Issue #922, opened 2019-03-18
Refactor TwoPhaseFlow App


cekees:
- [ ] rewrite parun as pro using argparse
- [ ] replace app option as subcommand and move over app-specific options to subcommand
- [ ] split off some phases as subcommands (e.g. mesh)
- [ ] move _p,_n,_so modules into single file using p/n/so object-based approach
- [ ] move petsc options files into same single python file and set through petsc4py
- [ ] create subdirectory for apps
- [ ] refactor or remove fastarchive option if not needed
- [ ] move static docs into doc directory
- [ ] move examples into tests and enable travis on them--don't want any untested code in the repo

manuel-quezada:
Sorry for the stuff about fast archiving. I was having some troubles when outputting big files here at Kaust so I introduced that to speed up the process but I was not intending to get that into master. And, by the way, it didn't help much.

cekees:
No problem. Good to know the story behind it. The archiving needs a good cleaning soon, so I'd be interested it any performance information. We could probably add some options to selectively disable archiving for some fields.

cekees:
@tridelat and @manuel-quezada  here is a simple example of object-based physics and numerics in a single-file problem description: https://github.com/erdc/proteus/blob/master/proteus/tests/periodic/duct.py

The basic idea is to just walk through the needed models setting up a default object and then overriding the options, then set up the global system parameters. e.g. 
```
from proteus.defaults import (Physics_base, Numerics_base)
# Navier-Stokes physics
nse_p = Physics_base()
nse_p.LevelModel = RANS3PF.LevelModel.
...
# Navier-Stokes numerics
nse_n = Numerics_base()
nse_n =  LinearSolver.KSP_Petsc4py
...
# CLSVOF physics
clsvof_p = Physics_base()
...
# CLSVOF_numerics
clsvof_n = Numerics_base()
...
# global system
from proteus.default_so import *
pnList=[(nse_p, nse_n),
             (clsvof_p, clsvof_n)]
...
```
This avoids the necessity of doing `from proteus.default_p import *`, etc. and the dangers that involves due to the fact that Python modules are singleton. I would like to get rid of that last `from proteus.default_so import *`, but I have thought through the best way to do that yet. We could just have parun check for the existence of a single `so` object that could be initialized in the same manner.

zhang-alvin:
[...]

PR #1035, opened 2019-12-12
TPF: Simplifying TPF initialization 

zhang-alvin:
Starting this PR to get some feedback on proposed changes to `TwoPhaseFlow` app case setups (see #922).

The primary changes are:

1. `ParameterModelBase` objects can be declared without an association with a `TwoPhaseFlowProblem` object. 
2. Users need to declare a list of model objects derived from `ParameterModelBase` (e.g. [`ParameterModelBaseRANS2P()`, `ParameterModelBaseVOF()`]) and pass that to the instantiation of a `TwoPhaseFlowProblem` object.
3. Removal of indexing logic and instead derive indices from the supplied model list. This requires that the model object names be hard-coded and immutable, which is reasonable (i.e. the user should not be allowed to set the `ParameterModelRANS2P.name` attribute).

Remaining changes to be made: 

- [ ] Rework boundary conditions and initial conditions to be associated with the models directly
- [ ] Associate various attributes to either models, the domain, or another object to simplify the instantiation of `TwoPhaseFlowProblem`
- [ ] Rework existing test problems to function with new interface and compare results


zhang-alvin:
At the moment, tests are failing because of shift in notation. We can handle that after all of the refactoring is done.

========

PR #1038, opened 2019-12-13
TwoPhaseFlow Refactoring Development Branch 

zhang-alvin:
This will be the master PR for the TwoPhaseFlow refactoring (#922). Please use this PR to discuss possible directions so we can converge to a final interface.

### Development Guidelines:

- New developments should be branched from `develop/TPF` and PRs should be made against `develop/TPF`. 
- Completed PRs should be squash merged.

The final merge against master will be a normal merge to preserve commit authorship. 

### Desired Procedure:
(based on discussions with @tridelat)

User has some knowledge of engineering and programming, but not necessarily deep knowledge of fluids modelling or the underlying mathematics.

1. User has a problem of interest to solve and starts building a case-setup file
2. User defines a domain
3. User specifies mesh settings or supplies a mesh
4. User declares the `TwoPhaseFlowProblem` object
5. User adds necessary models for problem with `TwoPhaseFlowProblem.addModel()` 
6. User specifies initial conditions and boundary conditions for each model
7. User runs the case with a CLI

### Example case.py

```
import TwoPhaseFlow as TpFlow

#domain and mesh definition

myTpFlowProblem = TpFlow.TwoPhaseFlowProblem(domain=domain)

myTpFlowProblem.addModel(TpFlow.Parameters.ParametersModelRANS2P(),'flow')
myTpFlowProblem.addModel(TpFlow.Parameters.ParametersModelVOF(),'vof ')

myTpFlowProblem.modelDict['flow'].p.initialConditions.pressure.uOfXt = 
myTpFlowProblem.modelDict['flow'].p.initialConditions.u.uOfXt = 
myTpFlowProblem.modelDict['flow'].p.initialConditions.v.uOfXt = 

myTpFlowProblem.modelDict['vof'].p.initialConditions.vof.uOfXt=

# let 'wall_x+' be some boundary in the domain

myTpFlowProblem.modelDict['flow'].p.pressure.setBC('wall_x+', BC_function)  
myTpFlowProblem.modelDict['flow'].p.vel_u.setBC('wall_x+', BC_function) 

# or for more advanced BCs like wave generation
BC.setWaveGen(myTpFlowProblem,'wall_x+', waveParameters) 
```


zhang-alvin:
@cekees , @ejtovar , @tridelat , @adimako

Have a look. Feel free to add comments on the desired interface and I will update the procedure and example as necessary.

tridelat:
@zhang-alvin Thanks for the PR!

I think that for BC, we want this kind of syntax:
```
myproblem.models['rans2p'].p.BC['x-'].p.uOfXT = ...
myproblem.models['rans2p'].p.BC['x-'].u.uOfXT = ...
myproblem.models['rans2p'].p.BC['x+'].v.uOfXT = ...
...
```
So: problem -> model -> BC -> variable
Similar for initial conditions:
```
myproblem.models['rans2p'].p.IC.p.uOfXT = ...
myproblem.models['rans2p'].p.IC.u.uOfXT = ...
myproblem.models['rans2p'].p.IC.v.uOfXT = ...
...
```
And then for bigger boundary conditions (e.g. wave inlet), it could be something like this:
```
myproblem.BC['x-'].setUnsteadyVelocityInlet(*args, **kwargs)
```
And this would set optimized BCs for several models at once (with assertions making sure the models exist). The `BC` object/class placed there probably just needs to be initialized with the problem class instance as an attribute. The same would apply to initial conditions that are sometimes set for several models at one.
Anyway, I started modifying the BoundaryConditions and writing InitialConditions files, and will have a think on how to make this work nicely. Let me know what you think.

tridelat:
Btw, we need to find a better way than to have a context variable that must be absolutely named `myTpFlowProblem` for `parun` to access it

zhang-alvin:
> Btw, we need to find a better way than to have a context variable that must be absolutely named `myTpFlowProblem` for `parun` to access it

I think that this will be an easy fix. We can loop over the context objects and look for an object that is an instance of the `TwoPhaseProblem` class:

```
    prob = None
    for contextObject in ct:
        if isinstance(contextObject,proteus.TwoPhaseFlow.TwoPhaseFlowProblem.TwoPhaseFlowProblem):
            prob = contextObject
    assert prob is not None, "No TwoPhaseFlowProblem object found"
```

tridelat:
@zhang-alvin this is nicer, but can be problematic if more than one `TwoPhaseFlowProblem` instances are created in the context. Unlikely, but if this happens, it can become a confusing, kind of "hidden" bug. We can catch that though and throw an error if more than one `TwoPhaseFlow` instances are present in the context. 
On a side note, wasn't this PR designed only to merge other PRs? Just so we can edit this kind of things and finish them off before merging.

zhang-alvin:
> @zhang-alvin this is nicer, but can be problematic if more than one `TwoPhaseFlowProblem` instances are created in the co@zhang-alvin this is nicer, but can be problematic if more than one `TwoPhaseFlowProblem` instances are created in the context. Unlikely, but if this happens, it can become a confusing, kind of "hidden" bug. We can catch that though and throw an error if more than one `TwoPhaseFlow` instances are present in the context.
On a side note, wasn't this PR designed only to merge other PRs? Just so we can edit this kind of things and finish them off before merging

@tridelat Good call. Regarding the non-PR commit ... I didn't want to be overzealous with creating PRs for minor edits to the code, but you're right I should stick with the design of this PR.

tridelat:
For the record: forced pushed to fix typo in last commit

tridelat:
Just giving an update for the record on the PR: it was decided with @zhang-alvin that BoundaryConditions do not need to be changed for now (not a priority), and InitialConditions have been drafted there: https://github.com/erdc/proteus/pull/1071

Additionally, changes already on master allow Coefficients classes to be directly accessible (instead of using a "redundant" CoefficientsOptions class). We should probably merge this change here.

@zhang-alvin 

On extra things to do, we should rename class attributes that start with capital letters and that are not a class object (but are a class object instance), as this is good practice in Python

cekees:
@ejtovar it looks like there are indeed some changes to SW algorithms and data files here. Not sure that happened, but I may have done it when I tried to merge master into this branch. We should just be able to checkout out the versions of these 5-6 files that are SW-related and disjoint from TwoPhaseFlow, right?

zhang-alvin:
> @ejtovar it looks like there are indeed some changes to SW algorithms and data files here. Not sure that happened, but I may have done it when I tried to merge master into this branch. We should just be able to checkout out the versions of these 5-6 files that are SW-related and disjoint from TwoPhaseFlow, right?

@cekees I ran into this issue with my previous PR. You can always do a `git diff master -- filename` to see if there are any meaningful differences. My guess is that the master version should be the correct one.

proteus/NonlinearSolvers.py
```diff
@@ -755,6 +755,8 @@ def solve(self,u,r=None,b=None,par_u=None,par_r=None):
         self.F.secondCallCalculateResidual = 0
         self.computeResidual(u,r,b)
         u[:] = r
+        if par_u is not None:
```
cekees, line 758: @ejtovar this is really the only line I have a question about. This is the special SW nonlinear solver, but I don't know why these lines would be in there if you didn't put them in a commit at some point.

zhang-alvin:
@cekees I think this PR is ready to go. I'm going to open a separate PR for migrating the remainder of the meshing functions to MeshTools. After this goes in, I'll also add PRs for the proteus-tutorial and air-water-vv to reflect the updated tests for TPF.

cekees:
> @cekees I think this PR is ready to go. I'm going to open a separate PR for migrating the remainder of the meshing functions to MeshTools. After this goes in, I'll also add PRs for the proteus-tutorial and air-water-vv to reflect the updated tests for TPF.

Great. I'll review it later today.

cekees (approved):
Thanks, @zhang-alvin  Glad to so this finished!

========

● Exercise prompt:
Work through the records above and count the lines that hold the string "myTpFlowProblem". Please give only that figure.

● Exercise result:
12